L’instauration d’une obligation de transparence ex post constitue une autre piste prometteuse. Les acheteurs publics seraient tenus de publier a posteriori les informations essentielles sur les marchés négociés conclus.

Le renforcement des sanctions en cas de recours abusif à cette procédure pourrait également dissuader certaines pratiques. L’introduction de pénalités financières ou l’engagement systématique de la responsabilité des acheteurs sont des options à étudier.

Enfin, un élargissement des voies de recours offertes aux entreprises permettrait de mieux garantir le respect de la concurrence.
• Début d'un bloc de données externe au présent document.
PR #210, opened 2018-02-24
CloudflareProvider: Map TTL=1 to 300

ross:
This will map the Cloudflare ttl of 1 to 300s which based on [this support thread](https://support.cloudflare.com/hc/en-us/articles/200168866-What-does-the-Automatic-TTL-value-mean-) is the behavior users would be getting there. The result of this will be that automatic ttl things dumped from CF would have 300s ttls in the resulting output which would once synced to CF and other places result in matching/preserving behaviors. It won't change anything that's already 1 in CF unless the record otherwise is being modified.

I think this is our best option for handling the automatic TTLs with the mindset of trying to get multiple providers to behavior the same way from a single config (octoDNS's mindset.)

/cc Fixes https://github.com/github/octodns/issues/202
/cc Replaces https://github.com/github/octodns/pull/204
/cc @vanbroup @ad-m for thoughts

### DIFF
--- a/octodns/provider/cloudflare.py
+++ b/octodns/provider/cloudflare.py
@@ -102,6 +102,15 @@ class CloudflareProvider(BaseProvider):
 
         return self._zones
 
+    def _ttl_data(self, ttl):
+        # Apparently CF's ttl=1 (automatic) is just an alias for 300 :shrug:
+        # https://support.cloudflare.com/hc/en-us/articles/
+        #   200168866-What-does-the-Automatic-TTL-value-mean-
+        # We'll map it to what it actually does so that dumps and syncs to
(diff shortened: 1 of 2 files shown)


OrRosenblatt:
Why not change 
```
new['ttl'] = max(self.MIN_TTL, new['ttl'])
```
to
```
if not new['ttl'] == 1
  new['ttl'] = max(self.MIN_TTL, new['ttl'])
```
?

It will keep Cloudflare API default behavior.

ross:
Closing this as effectively stale and the provider has been moved out into its own repo https://github.com/octodns/octodns-cloudflare/. Feel free to rework/reopen this PR there.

L’assouplissement des conditions de recevabilité du référé précontractuel ou l’introduction d’un recours spécifique sont des pistes à explorer.

Ces évolutions devront toutefois préserver la souplesse inhérente à cette procédure, indispensable dans certaines situations. Un équilibre délicat devra être trouvé entre protection de la concurrence et efficacité de l’action publique.

La formation des acheteurs publics jouera un rôle clé dans la mise en œuvre de ces évolutions. Une meilleure connaissance du cadre juridique et des risques encourus permettra de limiter les dérives.

In fine, c’est vers une responsabilisation accrue de l’ensemble des acteurs que doit tendre l’encadrement juridique des marchés négociés sans publicité. Seule une prise de conscience collective permettra de garantir une concurrence loyale et équitable dans l’accès à la commande publique.